Ook de leden van de fractie van 50PLUS vragen om een reactie op de conclusie van de advocaat-generaal waarin hij de regels van het fictieve rendement van box 3 in strijd acht met het eigendomsrecht en het gelijkheidsbeginsel van het EVRM. Daarnaast vragen zij om een toelichting waarom een uitspraak van de Hoge Raad als die in lijn is met de conclusie van de advocaat-generaal alleen werking heeft voor degenen die bezwaar hebben gemaakt. Zoals ik tijdens de behandeling in de Tweede Kamer en in reactie op de vragen van de leden van de fractie van FvD heb opgemerkt over dit onderwerp, is het een goede gewoonte om niet te veel te zeggen over zaken die onder de rechter zijn. Daarbij heb ik gemeld dat ik eraan twijfel of er daadwerkelijk strijdigheid is met het EVRM-recht. Over het rechtsherstel dat de advocaat-generaal in zijn conclusie vermeldt, merk ik op dat dit politieke keuzes vergt, die volgens de Hoge Raad in eerdere zaken niet aan de rechter zijn. Ik heb gebruikgemaakt van de mogelijkheid om te reageren op de conclusie en daarin heb ik mijn argumenten in dat verband opgenomen. Uit de wettelijke regels zoals die sinds 1 januari 2016 gelden voor massaal bezwaar volgt dat alleen die personen die een rechtsgeldig bezwaar hebben ingediend deelnemen aan een procedure massaal bezwaar. Dat betekent dat een uitspraak van de Hoge Raad in een procedure massaal bezwaar alleen van toepassing is op deze personen. Hierbij merk ik op dat de voorwaarde van het indienen van een rechtsgeldig bezwaar uitdrukkelijk is gecommuniceerd via de website van de Belastingdienst. Als service is daarbij geboden dat men via een zogeheten «tegel» eenvoudig op elektronische wijze bezwaar kan maken.
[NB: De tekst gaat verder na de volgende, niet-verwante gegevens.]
PR #152, opened 2015-03-07
Check for a connection to the metadata server before starting Google startup scripts for Linux .

zmarano:
If a VM starts without an active network or DHCP takes too long to return an address, Google boot scripts would fail to complete.

Add a check at the very beginning of the onboot script to check for a connection to the metadata server indefinitely until it is reachable and print messages to the console when a connection cannot be obtained.

Change retry logic in get_metadata_values in cases where there are connection failures or host lookup failures and default to a 30 second retry in both cases (if for instance the metadata server is not reachable for a short period of time).

Change start on stanza's in upstart scripts to wait for started networking which should circumvent such problems on upstart based distros. The systemd scripts already do this.

### DIFF
--- a/google-startup-scripts/usr/share/google/first-boot
+++ b/google-startup-scripts/usr/share/google/first-boot
@@ -29,8 +29,7 @@ function log() {
 }
 
 function get_instance_id() {
-  # Do not retry to get the metadata value on failures.
-  MDS_TRIES=1 ${PREFIX}/usr/share/google/get_metadata_value id 2>/dev/null
+  ${PREFIX}/usr/share/google/get_metadata_value id 2>/dev/null
 }
 
 # Output the instance id.
--- a/google-startup-scripts/usr/share/google/get_metadata_value
+++ b/google-startup-scripts/usr/share/google/get_metadata_value
@@ -70,6 +70,8 @@ function get_metadata_value_with_retries() {
     case $return_code in
       # No error.  We're done.
       0) exit ${return_code};;
+      # Failed to resolve host, wait for network interfaces.  Retry.
+      6) sleep 0.3; continue;;
       # Failed to connect to host.  Retry.
       7) sleep 0.1; continue;;
       # A genuine error.  Exit.
--- a/google-startup-scripts/usr/share/google/get_metadata_value
+++ b/google-startup-scripts/usr/share/google/get_metadata_value
@@ -18,17 +18,13 @@ declare -r VARNAME=$1
 declare -r MDS_PREFIX=http://metadata.google.internal/computeMetadata/v1
 declare -r MDS_TRIES=${MDS_TRIES:-100}
 
-function metadata_get_url_code() {
-  return $(curl "${1}" -H "Metadata-Flavor: Google" -s \
-      -w "%{http_code}" -o /dev/null)
-}
-
 function print_metadata_value() {
   local readonly tmpfile=$(mktemp)
-  curl -f "${1}" -H "Metadata-Flavor: Google" > ${tmpfile} 2>/dev/null
+  http_code=$(curl -f "${1}" -H "Metadata-Flavor: Google" -w "%{http_code}" \
+    -s -o ${tmpfile} 2>/dev/null)
   local readonly return_code=$?
   # If the command completed successfully, print the metadata value to stdout.
-  if [[ ${return_code} == 0 ]]; then
+  if [[ ${return_code} == 0 && ${http_code} == 200 ]]; then
     cat ${tmpfile}
   fi
   rm -f ${tmpfile}
@@ -38,13 +34,8 @@ function print_metadata_value() {
 function print_metadata_value_if_exists() {
   local return_code=1
   local readonly url=$1
-  metadata_get_url_code ${url}
-  http_code=$?
-  # Test the instance metadata value.
-  if test ${http_code} -eq 200; then
-    print_metadata_value ${url}
-    return_code=$?
-  fi
+  print_metadata_value ${url}
+  return_code=$?
   return ${return_code}
 }
 
--- a/google-startup-scripts/usr/share/google/get_metadata_value
+++ b/google-startup-scripts/usr/share/google/get_metadata_value
@@ -14,10 +14,21 @@
 # limitations under the License.
 
 # Get a metadata value from the metadata server.
+declare -r LOGFILE=/var/log/google.log
+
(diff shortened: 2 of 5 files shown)


google-startup-scripts/usr/share/google/get_metadata_value
```diff
@@ -14,9 +14,8 @@
 # limitations under the License.
 
 # Get a metadata value from the metadata server.
-
 declare -r VARNAME=$1
-declare -r MDS_PREFIX=http://169.254.169.254/computeMetadata/v1
+declare -r MDS_PREFIX=http://metadata/computeMetadata/v1
```
jkaplowitz: We should not use the short form ```metadata```. If you want to switch away from the IP address, use ```metadata.google.internal```.

google-startup-scripts/usr/share/google/onboot
```diff
@@ -112,6 +112,41 @@ function print_ssh_key_fingerprints() {
...
+      # Failed to resolve host or connect to host.  Retry indefinitely.
+      6|7) sleep 1.0
+        log "Waiting for metadata server, attempt ${count}"
+        # After 7 minutes, add a console message denoting a probable network
+        # issue. On systems using dhclient there is an attempt to obtain an IP
+        # for 60 seconds followed by a 5 minute wait period. After 7 minutes,
+        # this cycle will have run through twice. After this period of time, it
+        # is not known when a DHCP lease might be obtained and the network
+        # interface fully operational.
+        if ((count >= 421)); then
```
jkaplowitz: I see where 421 came from, but can you make it obvious in the code? E.g. 7*60+1 with the comment making it clear this is in seconds.

google-startup-scripts/usr/share/google/onboot
```diff
@@ -112,6 +112,41 @@ function print_ssh_key_fingerprints() {
   return 0
 }
 
+function check_for_connection() {
+  local count=0
+  local return_code=0
+  local url="http://metadata/computeMetadata/v1/instance/?recursive=True"
```
jkaplowitz: Same comment about choice of hostname as on get_metadata_value line 18 - either use ```169.264.169.254``` or ```metadata.google.internal``` but not ```metadata```.

Also, it would be great not to have to repeat this URL in multiple places. Do we have a reason to reimplement get_metadata_value in onboot? If get_metadata_value is not already general enough to avoid this, can we easily make it so?

google-startup-scripts/usr/share/google/onboot
```diff
@@ -112,6 +112,41 @@ function print_ssh_key_fingerprints() {
...
+        continue;;
+      # A genuine error but a connection exists.
+      *) log "Extraneous error getting metadata ${return_code}"; break;;
+    esac
+  done
+  # Return the last return code we got.
+  return ${return_code}
+}
+
+check_for_connection
```
jkaplowitz: This should probably happen after set_interrupts and virtionet_irq_affinity, which are performance tweaks for disk and network and which don't hit the network at all (only in-guest sources like /sys and /proc). I agree this should precede first_boot since that hits the metadata server.

zmarano:
I addressed all your comments. There was actually a problem with the way get_metadata_value was working. It was doing two curl requests and the first one was doing unchecked and would fail if a connection did not exist. I merged their functionality into one call instead. PTAL

jkaplowitz:
LGTM if this works on our supported OSes.

google-startup-scripts/usr/share/google/first-boot
```diff
@@ -29,8 +29,7 @@ function log() {
 }
 
 function get_instance_id() {
-  # Do not retry to get the metadata value on failures.
-  MDS_TRIES=1 ${PREFIX}/usr/share/google/get_metadata_value id 2>/dev/null
+  ${PREFIX}/usr/share/google/get_metadata_value id 2>/dev/null
```
illfelder: Please comment on what is happening here.

google-startup-scripts/usr/share/google/get_metadata_value
```diff
@@ -14,22 +14,17 @@
 # limitations under the License.
 
 # Get a metadata value from the metadata server.
-
 declare -r VARNAME=$1
-declare -r MDS_PREFIX=http://169.254.169.254/computeMetadata/v1
+declare -r MDS_PREFIX=http://metadata.google.internal/computeMetadata/v1
```
illfelder: This should probably be https (and change everywhere else that is http).

google-startup-scripts/usr/share/google/get_metadata_value
```diff
@@ -70,8 +60,8 @@ function get_metadata_value_with_retries() {
     case $return_code in
       # No error.  We're done.
       0) exit ${return_code};;
-      # Failed to connect to host.  Retry.
-      7) sleep 0.1; continue;;
+      # Failed to resolve host or connect to host.  Retry.
+      6|7) sleep 0.3; continue;;
```
illfelder: For sanity, please document below the comment above what these code mean.

google-startup-scripts/usr/share/google/onboot
```diff
@@ -112,8 +112,42 @@ function print_ssh_key_fingerprints() {
...
+        # for 60 seconds followed by a 5 minute wait period. After 7 minutes,
+        # this cycle will have run through twice. After this period of time, it
+        # is not known when a DHCP lease might be obtained and the network
+        # interface fully operational.
+        if ((count >= 7*60+1)); then
+          log "There is likely a problem with the network."
+        fi
+        continue;;
+      # A genuine error but a connection exists.
+      *) log "Extraneous error getting metadata ${return_code}"; break;;
```
illfelder: log "Check for connection error getting metadata ${return_code}"; break;;

illfelder:
Pending a couple comment/logging changes, LGTM with the same caveat as jkaplowitz.

google-startup-scripts/usr/share/google/first-boot
zmarano: In cases where the metadata server may not be reachable, the now default behavior is to retry for 30 seconds. Setting MDS_TRIES=1 when calling get_metadata_value would override this retry and only try once. It doesn't make sense to not retry this metadata check on first-boot anymore than it would make sense in any of the other boot scripts for normal use cases. The great majority of the time, especially with the new check for a connection on boot, a retry would almost never occur. The default retry is therefore to catch any transient failures in getting metadata.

De Staatssecretaris van Financiën – Fiscaliteit en Belastingdienst, J.A. Vijlbrief


X Noot
1

Kamerstukken II 2019/20, 32 847, nr. 583.

X Noot
3

Kamerstukken II 2021/22, 35 928, nr. 3, p. 3, nr. 4, p. 5, en nr. 6, p. 5&6.

X Noot
4

Kamerstukken II 2020/21, 35 572, nr. 92.